All data are presented as the mean ± standard error of the mean (s.e.) of three independent experiments. See Supplementary Information section FI and FL values for more details.

Figure 1

CDs synthesis: (A) chemical precursors are dissolved in a solvent, (B) the solution is transferred to an autoclave and heated at high temperature and pressure, (C) fluorescent CDs are formed, (D) analysis of CDs.

Figure 2

TEM images showing the size and morphology of the five CDs in the solid state (a) CD01, (b) CD02, (c) CD03, (d) CD04 and (e) CD05. The insets show the corresponding size distribution histograms of CDs.

Figure 3

FTIR spectra of the five CDs in solid state (blue) CD01, (orange) CD02, (green) CD03, (red) CD04 and (purple) CD05. The boxed regions in the spectra show the characteristic spectral regions of group frequencies corresponding to sub-molecular groups of atoms found in the investigated CDs.
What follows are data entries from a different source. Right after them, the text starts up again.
PR #3319, opened 2019-02-15
atc/worker/: Add log to check if container lock is used

ddadlani:
Add log line to check if container locks are ever not acquired in containerProvider. We are using this as a metric to decide if we need to keep container locking since FindOrCreateContainer is always called within other held locks.

### DIFF
--- a/atc/worker/container_provider.go
+++ b/atc/worker/container_provider.go
@@ -171,6 +171,7 @@ func (p *containerProvider) FindOrCreateContainer(
 
 			if !acquired {
 				time.Sleep(creatingContainerRetryDelay)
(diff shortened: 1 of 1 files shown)


kcmannem:
@vito pls

atc/worker/container_provider.go
```diff
@@ -171,6 +171,7 @@ func (p *containerProvider) FindOrCreateContainer(
 
 			if !acquired {
 				time.Sleep(creatingContainerRetryDelay)
+				logger.Debug(fmt.Sprintf("did-not-acquire-creating-container-lock-%d", creatingContainer.ID()))
```
vito: this should use `lager.Data` instead of putting it in the message itself

ddadlani: thanks. Made the change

From left: O–H (stretch), N–H (stretch), C–H (stretch), N–H (bend), C=C (stretch), C–N (bend), C–N (stretch), C=O (stretch), C–O (stretch), C–N (stretch) and aromatic C.

Figure 4

Schematic of the FI and FL experimental set-up.

Figure 5

FI spectra of the five CDs (0.02 mg \(\cdot\) mL\(^{-1}\)) dissolved in 100 mM Carmody buffer solutions adjusted to pH 5–9. The insets show the change in maximum peak intensity as a function of pH. A trend-line has been fitted through the data points for each CD. Standard errors of the slopes are as following: 2689 (CD01), 339 (CD02), 220 (CD03), 1053 (CD04) and 1502 (CD05). For the CD04 inset, the FI data from the literature has been plotted (triangles) and a trend-line fitted (red). Standard error of the red trend-line is 18.

Figure 6

Time-resolved fluorescence decay of the five CDs (0.02 mg \(\cdot\) mL\(^{-1}\)) dissolved in 100 mM Carmody buffer solutions adjusted to pH 5–9. The insets show the calculated FL as a function of pH. A trend-line has been fitted through the data points for each CD. Standard errors of the slopes are as following: 0.0748 (CD01), 0.0313 (CD02), 0.0629 (CD03), 0.0116 (CD04) and 0.0322 (CD05).